======== Dataset records

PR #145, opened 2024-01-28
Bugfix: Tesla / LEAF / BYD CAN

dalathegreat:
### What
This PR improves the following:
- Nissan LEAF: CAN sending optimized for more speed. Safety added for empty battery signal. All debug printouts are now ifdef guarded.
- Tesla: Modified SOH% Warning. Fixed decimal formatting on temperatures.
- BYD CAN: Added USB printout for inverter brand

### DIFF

================
======== Dataset records

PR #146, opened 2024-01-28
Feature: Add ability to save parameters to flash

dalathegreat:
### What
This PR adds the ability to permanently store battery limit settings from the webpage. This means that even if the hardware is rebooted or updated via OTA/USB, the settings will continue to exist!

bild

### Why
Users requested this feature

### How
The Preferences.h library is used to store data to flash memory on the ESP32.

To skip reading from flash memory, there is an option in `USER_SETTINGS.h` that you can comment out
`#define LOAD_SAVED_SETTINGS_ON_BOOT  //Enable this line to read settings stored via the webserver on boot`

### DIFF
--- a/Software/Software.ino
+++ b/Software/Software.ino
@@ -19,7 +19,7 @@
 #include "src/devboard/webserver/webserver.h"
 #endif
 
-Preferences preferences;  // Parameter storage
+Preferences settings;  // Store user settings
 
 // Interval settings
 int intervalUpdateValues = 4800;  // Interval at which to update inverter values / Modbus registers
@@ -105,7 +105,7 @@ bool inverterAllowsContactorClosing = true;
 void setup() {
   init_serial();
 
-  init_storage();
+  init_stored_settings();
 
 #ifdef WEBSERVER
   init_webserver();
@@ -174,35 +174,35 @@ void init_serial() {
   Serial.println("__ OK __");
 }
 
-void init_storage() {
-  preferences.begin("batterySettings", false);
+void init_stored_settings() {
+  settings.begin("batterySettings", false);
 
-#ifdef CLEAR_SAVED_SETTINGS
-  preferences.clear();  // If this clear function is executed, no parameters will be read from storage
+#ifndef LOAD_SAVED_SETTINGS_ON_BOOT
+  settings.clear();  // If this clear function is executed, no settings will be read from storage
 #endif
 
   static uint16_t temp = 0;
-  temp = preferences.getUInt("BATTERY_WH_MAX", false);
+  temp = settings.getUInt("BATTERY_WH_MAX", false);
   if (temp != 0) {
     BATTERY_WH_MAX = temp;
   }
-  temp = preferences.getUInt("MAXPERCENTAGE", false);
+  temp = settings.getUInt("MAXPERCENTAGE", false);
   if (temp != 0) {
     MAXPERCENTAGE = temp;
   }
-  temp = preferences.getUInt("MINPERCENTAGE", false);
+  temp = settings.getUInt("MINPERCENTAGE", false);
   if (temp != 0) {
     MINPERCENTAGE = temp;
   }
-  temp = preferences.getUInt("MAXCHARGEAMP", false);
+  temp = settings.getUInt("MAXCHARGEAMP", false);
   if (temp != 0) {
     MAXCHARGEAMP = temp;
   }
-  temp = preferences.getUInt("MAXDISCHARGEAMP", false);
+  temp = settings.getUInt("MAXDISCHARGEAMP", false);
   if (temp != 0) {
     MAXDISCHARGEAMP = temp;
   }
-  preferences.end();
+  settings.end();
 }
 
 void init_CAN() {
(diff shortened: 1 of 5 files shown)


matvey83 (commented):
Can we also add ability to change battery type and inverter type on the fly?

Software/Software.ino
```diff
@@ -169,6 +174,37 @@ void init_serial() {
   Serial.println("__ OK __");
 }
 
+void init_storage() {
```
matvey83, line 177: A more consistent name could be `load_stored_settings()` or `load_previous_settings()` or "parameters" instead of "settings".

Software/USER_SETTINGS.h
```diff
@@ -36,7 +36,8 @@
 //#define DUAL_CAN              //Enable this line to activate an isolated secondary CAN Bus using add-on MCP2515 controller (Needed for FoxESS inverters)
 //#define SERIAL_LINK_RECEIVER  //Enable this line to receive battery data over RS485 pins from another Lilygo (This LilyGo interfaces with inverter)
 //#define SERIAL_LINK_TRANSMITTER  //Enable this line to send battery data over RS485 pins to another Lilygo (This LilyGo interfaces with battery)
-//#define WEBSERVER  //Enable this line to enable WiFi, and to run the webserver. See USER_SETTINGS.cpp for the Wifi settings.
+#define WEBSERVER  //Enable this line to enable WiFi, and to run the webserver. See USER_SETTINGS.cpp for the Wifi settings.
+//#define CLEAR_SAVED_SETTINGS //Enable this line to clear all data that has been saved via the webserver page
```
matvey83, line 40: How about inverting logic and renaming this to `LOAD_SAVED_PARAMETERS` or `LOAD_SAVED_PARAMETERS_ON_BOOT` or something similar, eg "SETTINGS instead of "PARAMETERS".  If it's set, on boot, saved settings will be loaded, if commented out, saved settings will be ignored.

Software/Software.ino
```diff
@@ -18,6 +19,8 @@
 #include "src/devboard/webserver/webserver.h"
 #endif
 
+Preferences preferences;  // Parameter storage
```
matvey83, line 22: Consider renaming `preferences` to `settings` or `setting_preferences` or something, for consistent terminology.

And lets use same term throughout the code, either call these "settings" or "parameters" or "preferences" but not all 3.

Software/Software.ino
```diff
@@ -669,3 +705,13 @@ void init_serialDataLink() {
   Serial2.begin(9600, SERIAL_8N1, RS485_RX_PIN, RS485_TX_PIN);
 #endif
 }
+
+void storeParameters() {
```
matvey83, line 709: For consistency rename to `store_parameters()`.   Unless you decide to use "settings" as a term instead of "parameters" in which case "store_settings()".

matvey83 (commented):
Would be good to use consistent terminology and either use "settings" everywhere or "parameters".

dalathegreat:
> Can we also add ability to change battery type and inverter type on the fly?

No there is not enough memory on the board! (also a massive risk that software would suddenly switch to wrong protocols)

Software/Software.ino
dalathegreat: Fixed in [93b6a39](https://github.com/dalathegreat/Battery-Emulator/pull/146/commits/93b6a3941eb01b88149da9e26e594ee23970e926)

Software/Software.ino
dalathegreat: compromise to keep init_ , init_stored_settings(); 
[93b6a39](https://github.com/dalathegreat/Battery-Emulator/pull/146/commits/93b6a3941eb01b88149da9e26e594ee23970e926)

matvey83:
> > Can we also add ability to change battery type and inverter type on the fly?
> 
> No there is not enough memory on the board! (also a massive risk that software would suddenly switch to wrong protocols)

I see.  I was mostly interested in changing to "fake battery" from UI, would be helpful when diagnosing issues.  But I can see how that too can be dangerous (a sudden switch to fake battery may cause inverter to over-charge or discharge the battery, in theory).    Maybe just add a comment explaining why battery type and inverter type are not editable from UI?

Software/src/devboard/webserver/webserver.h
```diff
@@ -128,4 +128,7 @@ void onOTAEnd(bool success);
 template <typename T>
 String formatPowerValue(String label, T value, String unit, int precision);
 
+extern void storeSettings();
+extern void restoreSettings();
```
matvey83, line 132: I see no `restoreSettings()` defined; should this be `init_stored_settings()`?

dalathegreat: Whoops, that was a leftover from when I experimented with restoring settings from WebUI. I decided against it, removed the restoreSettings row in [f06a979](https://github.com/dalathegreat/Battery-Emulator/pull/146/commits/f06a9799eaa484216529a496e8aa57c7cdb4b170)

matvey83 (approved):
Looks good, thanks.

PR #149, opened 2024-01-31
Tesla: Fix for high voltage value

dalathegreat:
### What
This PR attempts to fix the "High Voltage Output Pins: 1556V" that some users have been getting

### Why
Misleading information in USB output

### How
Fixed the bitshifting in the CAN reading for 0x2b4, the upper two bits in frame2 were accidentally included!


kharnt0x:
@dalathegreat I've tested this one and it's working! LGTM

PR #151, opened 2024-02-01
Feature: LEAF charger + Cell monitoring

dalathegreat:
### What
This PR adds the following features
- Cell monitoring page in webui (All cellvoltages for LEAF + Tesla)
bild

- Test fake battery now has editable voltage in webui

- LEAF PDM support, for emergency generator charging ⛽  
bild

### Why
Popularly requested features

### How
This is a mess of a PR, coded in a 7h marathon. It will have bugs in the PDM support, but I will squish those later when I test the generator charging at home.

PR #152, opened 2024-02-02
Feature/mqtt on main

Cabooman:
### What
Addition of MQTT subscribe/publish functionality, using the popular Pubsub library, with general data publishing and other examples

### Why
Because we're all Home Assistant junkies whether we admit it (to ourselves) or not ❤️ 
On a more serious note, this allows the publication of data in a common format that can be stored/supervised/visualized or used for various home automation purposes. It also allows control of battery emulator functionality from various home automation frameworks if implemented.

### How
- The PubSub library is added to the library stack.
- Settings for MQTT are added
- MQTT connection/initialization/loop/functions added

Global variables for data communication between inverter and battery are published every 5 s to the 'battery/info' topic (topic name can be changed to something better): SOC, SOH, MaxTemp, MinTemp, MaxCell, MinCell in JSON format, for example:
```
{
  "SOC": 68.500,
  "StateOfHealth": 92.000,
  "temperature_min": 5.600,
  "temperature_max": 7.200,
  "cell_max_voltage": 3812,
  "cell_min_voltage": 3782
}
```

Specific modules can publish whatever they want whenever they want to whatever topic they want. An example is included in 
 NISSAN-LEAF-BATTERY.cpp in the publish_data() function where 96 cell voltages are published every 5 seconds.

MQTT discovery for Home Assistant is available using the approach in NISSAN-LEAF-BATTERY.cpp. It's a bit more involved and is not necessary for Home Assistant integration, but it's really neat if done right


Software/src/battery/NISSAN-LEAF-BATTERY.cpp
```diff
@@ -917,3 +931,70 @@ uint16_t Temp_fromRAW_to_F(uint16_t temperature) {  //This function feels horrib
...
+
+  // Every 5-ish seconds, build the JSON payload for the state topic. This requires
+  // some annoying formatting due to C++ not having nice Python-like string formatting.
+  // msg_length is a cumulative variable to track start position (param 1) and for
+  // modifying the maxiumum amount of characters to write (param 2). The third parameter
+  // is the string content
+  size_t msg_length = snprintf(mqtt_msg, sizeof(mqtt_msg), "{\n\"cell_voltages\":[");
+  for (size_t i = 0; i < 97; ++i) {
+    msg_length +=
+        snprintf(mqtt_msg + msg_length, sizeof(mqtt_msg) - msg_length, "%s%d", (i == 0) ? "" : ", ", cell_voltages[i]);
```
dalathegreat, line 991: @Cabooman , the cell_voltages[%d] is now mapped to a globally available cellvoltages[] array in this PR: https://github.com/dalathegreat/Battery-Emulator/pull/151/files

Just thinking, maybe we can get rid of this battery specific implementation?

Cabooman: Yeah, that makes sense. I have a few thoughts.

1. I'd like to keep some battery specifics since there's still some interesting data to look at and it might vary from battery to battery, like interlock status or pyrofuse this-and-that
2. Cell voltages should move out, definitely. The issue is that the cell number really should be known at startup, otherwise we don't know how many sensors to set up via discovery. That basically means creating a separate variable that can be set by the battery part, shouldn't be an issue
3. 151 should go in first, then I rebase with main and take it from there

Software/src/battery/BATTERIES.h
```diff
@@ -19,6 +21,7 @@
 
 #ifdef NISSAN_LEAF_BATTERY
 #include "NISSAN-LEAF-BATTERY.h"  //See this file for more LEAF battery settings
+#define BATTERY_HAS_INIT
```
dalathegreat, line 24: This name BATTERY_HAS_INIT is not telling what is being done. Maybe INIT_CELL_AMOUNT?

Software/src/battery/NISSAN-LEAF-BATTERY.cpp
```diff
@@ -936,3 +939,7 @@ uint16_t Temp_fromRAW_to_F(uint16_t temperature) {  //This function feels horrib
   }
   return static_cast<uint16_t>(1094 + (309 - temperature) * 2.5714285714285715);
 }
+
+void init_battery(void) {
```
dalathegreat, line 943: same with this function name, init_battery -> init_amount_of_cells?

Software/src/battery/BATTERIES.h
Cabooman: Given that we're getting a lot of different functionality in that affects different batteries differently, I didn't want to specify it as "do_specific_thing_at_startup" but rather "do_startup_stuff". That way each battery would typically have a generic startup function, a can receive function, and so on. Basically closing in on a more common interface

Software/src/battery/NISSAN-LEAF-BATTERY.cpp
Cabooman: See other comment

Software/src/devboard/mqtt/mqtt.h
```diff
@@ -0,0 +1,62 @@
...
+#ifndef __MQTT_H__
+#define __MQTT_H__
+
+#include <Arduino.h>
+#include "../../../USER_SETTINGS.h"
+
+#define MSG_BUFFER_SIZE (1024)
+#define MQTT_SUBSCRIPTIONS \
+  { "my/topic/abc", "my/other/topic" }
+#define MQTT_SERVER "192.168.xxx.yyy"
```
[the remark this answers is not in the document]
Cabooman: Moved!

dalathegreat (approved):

================

Look above for the line with "Software/USER_SETTINGS.h" and the line with "And lets use"; transcribe both and all lines in between, exactly, and nothing else.

▶ _Output for this exercise_
Software/USER_SETTINGS.h
```diff
@@ -36,7 +36,8 @@
 //#define DUAL_CAN              //Enable this line to activate an isolated secondary CAN Bus using add-on MCP2515 controller (Needed for FoxESS inverters)
 //#define SERIAL_LINK_RECEIVER  //Enable this line to receive battery data over RS485 pins from another Lilygo (This LilyGo interfaces with inverter)
 //#define SERIAL_LINK_TRANSMITTER  //Enable this line to send battery data over RS485 pins to another Lilygo (This LilyGo interfaces with battery)
-//#define WEBSERVER  //Enable this line to enable WiFi, and to run the webserver. See USER_SETTINGS.cpp for the Wifi settings.
+#define WEBSERVER  //Enable this line to enable WiFi, and to run the webserver. See USER_SETTINGS.cpp for the Wifi settings.
+//#define CLEAR_SAVED_SETTINGS //Enable this line to clear all data that has been saved via the webserver page
```
matvey83, line 40: How about inverting logic and renaming this to `LOAD_SAVED_PARAMETERS` or `LOAD_SAVED_PARAMETERS_ON_BOOT` or something similar, eg "SETTINGS instead of "PARAMETERS".  If it's set, on boot, saved settings will be loaded, if commented out, saved settings will be ignored.

Software/Software.ino
```diff
@@ -18,6 +19,8 @@
 #include "src/devboard/webserver/webserver.h"
 #endif
 
+Preferences preferences;  // Parameter storage
```
matvey83, line 22: Consider renaming `preferences` to `settings` or `setting_preferences` or something, for consistent terminology.

And lets use same term throughout the code, either call these "settings" or "parameters" or "preferences" but not all 3.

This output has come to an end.